## How to complete this task
Every line of the data that contains the string "dimensions" must be copied.
Segment Start: Information
PR #295, opened 2018-01-23
Added APV21_SSOP footprint for photodiode output optocoupler

skumfidus:
Datasheet: https://www.panasonic-electric-works.com/cps/rde/xbcr/pew_eu_en/technical_information_photomos_en.pdf
Screenshot:
screenshot from 2018-01-23 17-17-41

------------


poeschlr:
Please have a look at the [kicad library convention](http://kicad-pcb.org/libraries/klc/).

Especially the section about footprint naming.

skumfidus:
Would "Panasonic_SSOP_4_APV21.kicad_mod" be more correct?

poeschlr:
Well is this footprint that special to this one component?
Maybe a generic name like `SSOP-4_[body_size x]x[body_size y]mm_P[pitch]mm_Clearance[clearance between the pads in y direction]mm` would be better.

In that case the footprint should be moved to Package_SSOP.

skumfidus:
I guess that is an option, but it's not really an SSOP in the conventional sense, Panasonic just calls it that, and i do believe that this footprint is specific to two Panasonic parts.

Shackmeister:
@poeschlr would you go with a generic or specific name on this?

Shackmeister:
@poeschlr can you please have a look at the naming?

Shackmeister:
@evanshultz can you perhaps chime in with the naming for this?

evanshultz:
Hmm... this one is tricky and annoying.

It's in a general sense a generic footprint, but the nomenclature is odd. I'd therefore go with manufacturer-specific. That should at least make it clear this is intended for a non-generic part and also help a use avoid using the footprint where it turns out badly.

Panasonic lists a fair number of different specific MPNs for this footprint, so it's probably best to avoid that and use the series name. And I think adding dimensions to make it `Panasonic_APV-AQY-SSOP-4_4.45x2.65mm_P1.27mm` or `Panasonic_PhotoMOS-4_4.45x2.65mm_P1.27mm` would be best.

@Shackmeister 
I'll let you consider that. I'm not entirely sure the best method right now. Maybe you have better ideas?

evanshultz:
Another reason to make this vendor-specific is that the package doesn't appear to be a normal DIP. Right? So they 3D model will be unique, and that drives a unique footprint name.

Shackmeister:
@poeschlr @evanshultz @jkriege2 @Ratfink 
would anyone object against this name?
Panasonic_APV_AQY_SSOP4_4.45x2.65mmP1.27mm

Shackmeister:
APV and AQY are the parts using this footprint. We could use the generic name, but the part itself isnt a gullwing as you would expect with an SSOP. That's why I believe a manf specific name would make more sense

evanshultz:
I would think `APV-AQY`, with a hyphen, is best so there is no underscore within the "MPN" section. We typically put an underscore after the manufacturer name and then only again before body dimensions but not within that section. Right? That is what I wrote above unless I'm getting cross-eyed.

Shackmeister:
Panasonic_APV-AQY_SSOP4_4.45x2.65mmP1.27mm
or
SSOP-4_4.45x2.65mm_P1.27mm_Clearance3.45mm

I dont know which one makes best sense, but hopefully we can get it resolved soon

poeschlr:
Lets take the manufacturer specific one. Meaning `Panasonic_APV-AQY_SSOP-4_4.45x2.65mm_P1.27mm`

Shackmeister:
@poeschlr Thanks for the decision

@skumfidus Can you change the name accordingly so we can get this merged? :)

poeschlr:
Open points are finished in https://github.com/KiCad/kicad-footprints/pull/877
Segment End: Information
## Response to the task
Panasonic lists a fair number of different specific MPNs for this footprint, so it's probably best to avoid that and use the series name. And I think adding dimensions to make it `Panasonic_APV-AQY-SSOP-4_4.45x2.65mm_P1.27mm` or `Panasonic_PhotoMOS-4_4.45x2.65mm_P1.27mm` would be best.
I would think `APV-AQY`, with a hyphen, is best so there is no underscore within the "MPN" section. We typically put an underscore after the manufacturer name and then only again before body dimensions but not within that section. Right? That is what I wrote above unless I'm getting cross-eyed.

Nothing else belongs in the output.